Later, when it’s time to leave for an important meeting, you go to pick up your keys from that little box and they aren’t there.
In increasingly panicky fashion, you frantically search all over the house for your keys but you just can’t find them.
Finally, it’s too late to make the meeting so you call the person you were supposed to meet and make some excuse. But you realize from their tone of voice that you just missed an opportunity.
Then you go back to the little box on your desk and there are your keys, just where you originally looked.
What happened?
Your Avoidance Blocker took over and “blanked” your visual system – just as I described in the Appendix to my Post #1. It did this because it “concluded” that it was safer or more successful for you to miss the meeting.
Why did that happen?
That’s unique to you. But if it was a big opportunity, perhaps early in your life a big opportunity turned into a disaster so the Subpersonality expressing your current Avoidance Blocker “concluded” that it was much safer for you to avoid such big opportunities.
Here is another example of an Avoidance Blocker at work.

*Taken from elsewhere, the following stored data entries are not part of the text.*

PR #6661, opened 2026-02-09
Add config file support for persisting default options

### LINKED ISSUE #2715: Configuration file

As a user, I would like to be able to execute scrcpy without having to specify my configuration flags every time.

There should be a config file where you can specify options for scrcpy. Ideally a plain text file where the long command line options can be assigned in a UNIX config file format like this:

```
max-fps = 15 # Comment
bit-rate = 2M
```

(Or another standardised format like TOML, JSON, YAML, INI, Dhall etc.)

The config file should live in the OS' default configuration directory. This means `$XDG_CONFIG_HOME` on Freedesktop systems, `$XDG_CONFIG_HOME` or `~/Library/Application Support/` on macOS systems and on Windows... `%AppData%` I guess?

The only alternative would be specifying the wanted options in one or multiple environment variables or asking of every user to write their own wrappers.

**Additional context**

This is especially important for running scrcpy as a desktop app where command line flags cannot trivially be modified.

Persistent configuration via GUIs depends on this being implemented.

### LINKED ISSUE #5266: Config file for default parameters

I have to type a number of flags/parameters to pass to scrcpy each time I run it. It's hard to remember and type them accurately

A configuration file (e.g. ini file) in the SCRCPY installation folder that is empty by default, but can be filled with parameters that are appended onto any execution of `scrcpy.exe`.

This file could be edited manually, or it might be nice to include two additional commands, "setdefault" and "getdefault"

1. `scrcpy.exe --getdefault` would return the contents of the config file as StdOut 
2. `scrcpy.exe --setdefault --foo --bar` would replace the contents of the config file with "--foo --bar" (aka valid scrcpy parameters)

Additionally, it might be valuable to have a parameter like `--nodefault`, so the user can pass other parameters to the specific execution of scrcpy WITHOUT appending the config file's contents

Making a Windows shortcut or environmental variable

savked:
## Summary

- Adds support for reading default options from a config file (`$XDG_CONFIG_HOME/scrcpy/config.ini` or `~/.config/scrcpy/config.ini` on Unix, `%APPDATA%\scrcpy\config.ini` on Windows)
- Config file uses a simple `key=value` format where keys correspond to long option names (e.g. `render-driver=opengl`)
- Supports named profiles such as `[phone]`, selected with `scrcpy phone`
- CLI arguments always override config file values (config args are prepended, so "last wins" applies naturally)
- Adds `--no-config` flag to skip loading any config file
- Adds `--config-file=<path>` flag and `SCRCPY_CONFIG_FILE` env var to specify a custom config file path
- Supports the portable build layout via `sc_file_get_local_path`

## Motivation

My original motivation for this was the macOS rendering issue (#2701) where the software renderer only displays the top-left quadrant, requiring `--render-driver=opengl` on every invocation. I had been using a shell alias as a workaround, but that felt fragile and doesn't carry over across terminals or scripts easily. A config file is a cleaner solution and benefits anyone who regularly passes the same set of flags.

## Config file format

```ini
# ~/.config/scrcpy/config.ini
render-driver=opengl
max-fps=60
no-audio
```

## Named profiles

Thanks to @mytagssma for suggesting named per-device profiles in [this PR comment](https://github.com/Genymobile/scrcpy/pull/6661#issuecomment-5600443727).

Configuration files may contain named sections:

```ini
max-fps=30

[phone]
serial=192.168.1.10:5555
max-size=1080
```

`scrcpy phone` loads the global options followed by the `[phone]` options. Command-line options are processed last and therefore take precedence.

The profile name uses scrcpy's previously unused positional argument. This is backward-compatible with valid existing commands, since positional arguments were previously rejected, but it intentionally reserves that syntax for configuration profiles. This can be changed to an explicit `--profile=phone` option if preferred.

## Test plan

- [ ] Verify config file is loaded from default path when present
- [ ] Verify `--no-config` skips loading
- [ ] Verify `--config-file=<path>` overrides the default location
- [ ] Verify CLI args override config file values
- [ ] Verify comments and blank lines are skipped
- [ ] Verify missing config file is silently ignored
- [ ] Build on Linux, macOS, and Windows

---

Closes: https://github.com/Genymobile/scrcpy/issues/2715
Closes: https://github.com/Genymobile/scrcpy/issues/5266

> This PR was developed with the assistance of an AI coding tool (Codex and Claude Code).


Impeta:
@rom1v any chance we could see this merged soon? Would be REALLY useful for us who fickle up with very specific configs to scrcpy.

mytagssma:
> ⚠️ **AI-assisted:** This comment was drafted with the help of AI.

Could the config file eventually support **per-device profiles**, similar to `~/.ssh/config`?

For example:

```ini
[phone]
serial=192.168.1.10:5555
max-size=1080
video-bit-rate=4M

[tablet]
serial=192.168.1.20:5555
max-size=1600
video-bit-rate=8M
```

Then `scrcpy phone` could automatically use the device and its configured options.

This would be especially useful for users who regularly use multiple devices.

savked:
@mytagssma great suggestion, will add it!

You are facing an important deadline for completion of a project you have been working on for months and you know that if you work almost straight through from now until you that date, you will make it. But you fall asleep right in the middle of reading a key memo, amazingly enough right in the middle of the day, ensuring that you miss your deadline.
What We Have Covered Today
In this Post, I have described my typology of Blockers and provided examples of commonly encountered ones so that you can home in on and start Resolving the Normal versions of them using the Tactics presented in the Chapters I have given you.